**What is required:** Go through the entries below and report how many lines contain the string "BLIP". Nothing but the number is wanted.

[Start of Attachment]

PR #651, opened 2019-01-03
Update PredictiveIndex to support only-cache and compound index

pasin:
* Allowed to create a PredictiveIndex without properties specified so that the index can be used as a result cache only.

* Allowed to create a compound PredictiveIndex with multiple properties specified.


pasin:
Note: please don't review the PR yet. I will need to add unit tests to the PR.

PR #659, opened 2019-01-15
Add an explicit flush method to DBWorker

### LINKED ISSUE #658: Push deletions rejected with 409
Reproduction steps using DB->DB replication:

1. Create document in DB1
2. Push document to DB2
3. Delete document in DB1
4. Push document to DB2

This results in a null `remoteAncestorID` causing a false conflict somehow.  The end result is that the document is rejected from DB2.

[Logs for test run](https://gist.github.com/borrrden/4b6fcffeb79fab081f49adc04ab596a2)

borrrden:
This allows the replicator to ensure that all revisions have been marked as synced (among other possible future things) before the connection is closed and no more actions are allowed.  Fixes #658

### DIFF
--- a/Replicator/Replicator.cc
+++ b/Replicator/Replicator.cc
@@ -85,6 +85,7 @@ namespace litecore { namespace repl {
 
     void Replicator::_stop() {
         logInfo("Told to stop!");
+        _dbActor->flush();
         _disconnect(websocket::kCodeNormal, {});
     }
 
--- a/Replicator/DBWorker.cc
+++ b/Replicator/DBWorker.cc
@@ -1132,4 +1132,9 @@ namespace litecore { namespace repl {
         return level;
     }
 
+    void DBWorker::flush()
+    {
+        _markRevsSyncedNow();
+    }
+
 } }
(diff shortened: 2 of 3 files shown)


borrrden:
I imagine there are cases where we don't want to call this, so let me know what criteria I can use.  As is, the issue I filed is fixed but I don't know what implications it has for (e.g.) passive replication.

Replicator/Replicator.cc
```diff
@@ -85,6 +85,7 @@ namespace litecore { namespace repl {
 
     void Replicator::_stop() {
         logInfo("Told to stop!");
+        _dbActor->flush();
```
snej: You can't call an actor method like this directly -- you're on the wrong thread/queue. `_markRevsSyncedNow` uses internal state, so it has to run on the DBWorker's actor queue. But that means the call will be asynchronous, which won't achieve the goal of running it before the replicator finishes. A different solution is necessary.

snej:
I think I know what the problem is, and it requires a very different solution, so I'm going to close this PR.

PR #662, opened 2019-01-16
Fix remoteAncestorIDs not getting updated by replicator

### LINKED ISSUE #658: Push deletions rejected with 409

snej:
The Replicator could sometimes stop before its DBWorker had a chance
to call _markRevsSyncedNow and update all docs' remoteAncestorID.

I fixed this in the Batcher class in BLIP-Cpp. Batcher now lets its
parent Actor know that there is work to be done, by enqueuing a
message immediately when the 1st item is added.

I also fixed an issue I saw in Replicator, where it could decide it's
stopped even if it still has events to be processed.

Fixes #658 (I hope)

### DIFF
--- a/Replicator/DBWorker.cc
+++ b/Replicator/DBWorker.cc
@@ -974,11 +974,8 @@ namespace litecore { namespace repl {
     // Insert all the revisions queued for insertion, and sync the ones queued for syncing.
     void DBWorker::_insertRevisionsNow() {
         auto revs = _revsToInsert.pop();
-        if (!revs) {
-            // No insertions scheduled, only syncs, so just do those:
-            _markRevsSyncedNow();
+        if (!revs)
             return;
-        }
 
         logVerbose("Inserting %zu revs:", revs->size());
         Stopwatch st;
--- a/Replicator/Replicator.cc
+++ b/Replicator/Replicator.cc
@@ -173,8 +173,11 @@ namespace litecore { namespace repl {
                 break;
             case Connection::kDisconnected:
             case Connection::kClosed:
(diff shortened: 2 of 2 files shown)


Replicator/DBWorker.cc
```diff
@@ -974,11 +974,8 @@ namespace litecore { namespace repl {
     // Insert all the revisions queued for insertion, and sync the ones queued for syncing.
     void DBWorker::_insertRevisionsNow() {
         auto revs = _revsToInsert.pop();
-        if (!revs) {
-            // No insertions scheduled, only syncs, so just do those:
-            _markRevsSyncedNow();
```
snej: FYI, this isn't related to the bug fix, but I realized this call is obsolete. It used to be there because there was a single trigger for inserting and syncing revs.

borrrden:
Also I can't make comments on the BLIP commit but it seems like if the batcher is full then it will call "enqueue" after "enqueueAfter" resulting in a double enqueue.

snej:
> resulting in a double enqueue

That's why I didn't initially implement it this way. :/ But I looked at what happens in the unit tests, and it doesn't seem like a problem. There are a couple of extra calls, but it's not going to cause any noticeable slowdown.

Issue #663, opened 2019-01-16
Create Cache Only Predictive Index twice will cause the cache table dropped


pasin:
Create Cache Only Predictive Index twice will cause the cache table dropped. This is because this [line](https://github.com/couchbase/couchbase-lite-core/blob/master/LiteCore/Query/SQLiteDataFile%2BIndexes.cc#L97) results to false as there was no actual index created.

PR #664, opened 2019-01-16
Fix predictive cache table getting dropped

pasin:
* The cache-only predictive index doesn’t create an actual index so the index schema doesn’t exist. The `same` flag needs to be reverted when checking whether the index schema with index SQL exists or not for the cache-only predictive index.

* Updated the predictive index unit tests to also test creating index twice.

#663


pasin:
The fix is not correct so I'm taking this PR out. Will submit a new PR with slightly different fix.

PR #666, opened 2019-01-16
Fix predictive cache table getting dropped when creating the same index again

pasin:
* The cache-only predictive index doesn’t create an actual index so the index schema doesn’t exist.

* Updated the schemaExistsWithSQL() function to check if the given sql is empty or not. If the given sql is empty, return true if the scheme doesn’t exist, otherwise return false.

* Updated the predictive index unit tests to also test creating index twice.

#663

### DIFF
--- a/LiteCore/Storage/SQLiteDataFile.cc
+++ b/LiteCore/Storage/SQLiteDataFile.cc
@@ -458,11 +458,13 @@ namespace litecore {
     }
 
 
-    // Returns true if an index/table exists in the database with the given type and SQL schema
+    // Returns true if an index/table exists in the database with the given type and SQL schema OR
+    // Returns true if the given sql is empty and the schema doesn't exist.
     bool SQLiteDataFile::schemaExistsWithSQL(const string &name, const string &type,
                                              const string &tableName, const string &sql) {
         string existingSQL;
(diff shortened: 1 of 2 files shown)


LiteCore/Storage/SQLiteDataFile.cc
```diff
@@ -458,11 +458,13 @@ namespace litecore {
...
 
-    // Returns true if an index/table exists in the database with the given type and SQL schema
+    // Returns true if an index/table exists in the database with the given type and SQL schema OR
+    // Returns true if the given sql is empty and the schema doesn't exist.
     bool SQLiteDataFile::schemaExistsWithSQL(const string &name, const string &type,
                                              const string &tableName, const string &sql) {
         string existingSQL;
-        return getSchema(name, type, tableName, existingSQL) && existingSQL == sql;
+        bool existed = getSchema(name, type, tableName, existingSQL);
+        return sql != "" ? existed && existingSQL == sql : !existed;
```
snej: This expression was hard for me to read -- could you add parens after the `?`, or even better IMO, turn this into an `if / else`?

pasin: Yes, I have change it to if / else.

PR #672, opened 2019-01-25
docs: update the signature of the writeToBinaryFile method

jayahariv:
* update the signature


borrrden:
Please leave me out of stuff like this.  This only needs to be reviewed by one person since it is so tiny.

PR #673, opened 2019-01-25
Fix for incorrect logging refs

### LINKED ISSUE #671: Logs show wrong object refs/classes
I'm seeing log messages (in Xcode running LiteCore unit tests) that have the wrong object class in them, like:
```
14:08:25.211403| [Sync]: {IncomingRev#7} Received revision 'newdoc3' #1-11 (seq '3')
14:08:25.211817| [Sync]: {Repl#8} Received revision 'newdoc4' #1-11 (seq '4')
14:08:25.212090| [Sync]: {Repl#9} Received revision 'newdoc5' #1-11 (seq '5')
14:08:25.212356| [Sync]: {Push#10} Received revision 'newdoc6' #1-11 (seq '6')
14:08:26.725118| [Sync]: {Push#11} Received revision 'newdoc7' #1-11 (seq '7')
14:08:26.725998| [Sync]: {IncomingRev#12} Received revision 'newdoc8' #1-11 (seq '8')
```
The message "`Received revision`..." is only logged by IncomingRev, so all but two of those lines have the wrong class name.

borrrden:
This PR will move the log object refs to a central location so that everything has a consistent view.
This will allow a consistent view of objects between all objects that need them
Fixes #671

### DIFF
--- a/LiteCore/Support/LogEncoder.cc
+++ b/LiteCore/Support/LogEncoder.cc
@@ -61,7 +61,6 @@ namespace litecore {
         _st.reset();
     }
 
-
     LogEncoder::~LogEncoder() {
         flush();
     }
@@ -95,14 +94,13 @@ namespace litecore {
         _writer.write(&_level, sizeof(_level));
         _writeStringToken(domain ? domain : "");
 
-        _writeUVarInt((unsigned)object);
-        if (object != ObjectRef::None) {
-            auto i = _objects.find(unsigned(object));
-            if (i != _objects.end() && i->second != "\x1") {
-                _writer.write(slice(i->second));
-                _writer.write("\0", 1);
-                i->second = string("\x1"); // Remove this from memory, but keep so we can track as "seen"
-            }
+        const auto objRef = (unsigned)object;
+        _writeUVarInt(objRef);
+        if (object != ObjectRef::None && _seenObjects.find(objRef) == _seenObjects.end()) {
+            _seenObjects.insert(objRef);
+            auto i = LogDomain::getObject(objRef);
+            _writer.write(slice(i));
+            _writer.write("\0", 1);
         }
 
         _writeStringToken(format);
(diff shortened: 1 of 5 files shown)


LiteCore/Support/LogEncoder.cc
```diff
@@ -95,14 +94,13 @@ namespace litecore {
...
-            if (i != _objects.end() && i->second != "\x1") {
-                _writer.write(slice(i->second));
-                _writer.write("\0", 1);
-                i->second = string("\x1"); // Remove this from memory, but keep so we can track as "seen"
-            }
+        const auto objRef = (unsigned)object;
+        _writeUVarInt(objRef);
+        if (object != ObjectRef::None && _seenObjects.find(objRef) == _seenObjects.end()) {
+            _seenObjects.insert(objRef);
+            auto i = LogDomain::getObject(objRef);
```
snej: `name` would be a clearer variable name. (I just called it `i` before because it was an iterator)

LiteCore/Support/Logging.cc
```diff
@@ -57,6 +57,8 @@ namespace litecore {
     static LogDomain::Callback_t sCallback = LogDomain::defaultCallback;
     static bool sCallbackPreformatted = false;
     LogLevel LogDomain::sFileMinLevel = LogLevel::None;
+    unsigned LogDomain::slastObjRef {0};
+    map<unsigned, string> LogDomain::sobjNames;
```
snej: Nitpick: Please capitalize as `sObjNames`.

LiteCore/Support/Logging.cc
```diff
@@ -513,33 +512,35 @@ namespace litecore {
         #endif
     }
 
+    string LogDomain::getObject(unsigned ref)
+    {
```
snej: Needs to lock the mutex.
Or is it guaranteed that this is only called when the mutex is already locked?

LiteCore/Support/Logging.cc
borrrden: That was a straight up typo!  I would normally do that and I don't think it's a nit pick.

PR #1781, opened 2023-05-17
CBL-4226: Analysis Warnings (6/13) LiteCore/Support

callumbirks:
## Notable changes
- `error::convertException()` re-arranged to address the issues around `std::invalid_argument` and `std::domain_error` inheriting from `std::logic_error`.
- Removed `Actor` functions; `scheduler()` `setScheduler()` and `startScheduler()` as they did nothing and were unused
- One of the `Any` constructors was potentially hiding the copy and move constructors. I've modified it to only allow types that aren't `Any`.
- `error::assertionFailed` modified to throw anonymous error value rather than local. This is part of the C++ Core guidelines and exists because of dangers around the lifetime of the local error variable.

Some changes are very spread across Core, mostly small changes that had to be made to address side-effects of optimizing imports or making functions explicit that should be explicit.

And, the usual changes.

### DIFF
--- a/LiteCore/Support/Any.hh
+++ b/LiteCore/Support/Any.hh
@@ -44,25 +44,29 @@ namespace litecore {
     using StorageType = typename std::decay<T>::type;
 
     struct Any {
-        bool isNull() const { return _ptr == nullptr; }
+        [[nodiscard]] bool isNull() const { return _ptr == nullptr; }
 
-        bool isNotNull() const { return _ptr != nullptr; }
+        [[nodiscard]] bool isNotNull() const { return _ptr != nullptr; }
 
         Any() : _ptr(nullptr) {}
 
         Any(Any& that) : _ptr(that.clone()) {}
 
-        Any(Any&& that) : _ptr(that._ptr) { that._ptr = nullptr; }
+        Any(Any&& that) noexcept : _ptr(that._ptr) { that._ptr = nullptr; }
 
         Any(const Any& that) : _ptr(that.clone()) {}
 
-        Any(const Any&& that) : _ptr(that.clone()) {}
+        Any(const Any&& that) noexcept : _ptr(that.clone()) {}
 
-        template <typename U>
+        // Making the constructors in this class explicit breaks half the code
+        // NOLINTBEGIN(google-explicit-constructor)
+
+        // Only enable for types that aren't `Any` to avoid the compiler choosing this over copy or move
+        template <typename U, typename = std::enable_if_t<!std::is_same_v<Any, std::decay_t<U>>>>
         Any(U&& value) : _ptr(new Derived<StorageType<U>>(std::forward<U>(value))) {}
 
         template <class U>
-        bool is() const {
+        [[nodiscard]] bool is() const {
             auto derived = getDerived<U>(false);
 
             return derived != nullptr;
@@ -87,8 +91,10 @@ namespace litecore {
             return as<StorageType<U>>();
         }
 
+        // NOLINTEND(google-explicit-constructor)
+
         template <class U>
-        operator const U() const {
+        explicit operator U() const {
             return as<const StorageType<U>>();
         }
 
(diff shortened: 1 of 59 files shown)


LiteCore/Support/LogDecoder.cc
```diff
@@ -218,8 +217,8 @@ namespace litecore {
                         case 'd':
                         case 'i':
                             {
-                                bool    negative = _in.get() > 0;
-                                int64_t param    = readUVarInt();
+                                bool negative = _in.get() > 0;
+                                auto param    = static_cast<int64_t>(readUVarInt());
```
borrrden, line 221: Are these in need of narrow_cast?

pasin (approved):

LiteCore/Support/LogDecoder.cc
jianminzhao: Ya, narrow_cast will do runtime check. Don't know what static_cast will do to convert unsigned to signed. How will it be different from plain assignment?

callumbirks: Plain assignment (implicit cast) is platform-dependent. I can change it to narrow_cast if we think that is more suitable.

jianminzhao: My understanding is implicit cast and static_cast do the same: keep all the bits unchanged. All platforms use 2's complement to represent negative.

callumbirks: From LLVM's documentation:
> The C/C++ standard does not mandate two’s complement for signed integers, and so the compiler is free to define what the semantics are for converting an unsigned integer to signed integer. Clang’s implementation uses the two’s complement format.

callumbirks: And yeah, implicit cast and static_cast do the same thing. Just implicit cast means it's not obvious that you intended to cast between signed/unsigned and therefore you aren't necessarily aware of the dangers. Whereas static_cast makes it explicit that you understand you are converting between signed/unsigned and accept the dangers.

borrrden: Basically static cast only does some trivial check that you are assigning to compatible types.  For example you cannot static cast from int to string.  It's marginally better than implicit cast (which in C++ is called reinterpret_cast) which literally just takes the size of the underlying struct or pointer and reads it as another.

narrow_cast in release mode is just static_cast, but in debug mode it checks that the result is not out of bounds.

borrrden (commented):
You have reviewed the other locations of static_cast for narrow_cast possibility?

LiteCore/Support/Channel.cc
```diff
@@ -10,9 +10,11 @@
 // the file licenses/APL2.txt.
 //
 
-#include "Channel.hh"
-#include "Error.hh"
+#if 0
```
jianminzhao, line 13: Why to keep it?

LiteCore/Support/Logging.cc
```diff
@@ -415,10 +416,12 @@ namespace litecore {
         va_end(args);
     }
 
+    // Can't make this function static, it breaks the usage of __printflike.
+    // NOLINTBEGIN(readability-convert-member-functions-to-static)
     // Must have sLogMutex held
     void LogDomain::dylog(LogLevel level, const char* domain, unsigned objRef, const char* fmt, va_list args) {
         auto     obj = getObject(objRef);
-        uint64_t pos = 0;
+        uint64_t pos;
```
jianminzhao, line 424: Why not to initilize?

jianminzhao (approved):

LiteCore/Support/Logging.cc
callumbirks: Because the variable is assigned a value in either code path - so it will always be initialized by the time it's used. Initializing here has no effect.

callumbirks:
> You have reviewed the other locations of static_cast for narrow_cast possibility?

@borrrden In that file, yes - across the other changes in the PR, no. I wasn't sure how to search for it while limiting scope to changes I've made in this PR. I can give it another try - and update the PR if I'm successful.

LiteCore/Support/Any.hh
```diff
@@ -121,40 +127,42 @@ namespace litecore {
...
             ;
-            virtual Base* clone() const = 0;
+            [[nodiscard]] virtual Base* clone() const = 0;
         };
 
         template <typename T>
         struct Derived : Base {
-            template <typename U>
-            Derived(U&& value_) : value(std::forward<U>(value_)) {}
+            template <typename U, typename = std::enable_if_t<!std::is_same_v<Derived, std::decay_t<U>>>>
```
borrrden, line 143: TIL about `std::decay` wow!

LiteCore/Support/Channel.cc
borrrden: I am universally in favor of not committing commented or ifdef'd code.  If it is needed again, git has it in its history.  Perhaps the next part of this PR can remove it.

borrrden (approved):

[End of Attachment]

**Expected output:** 2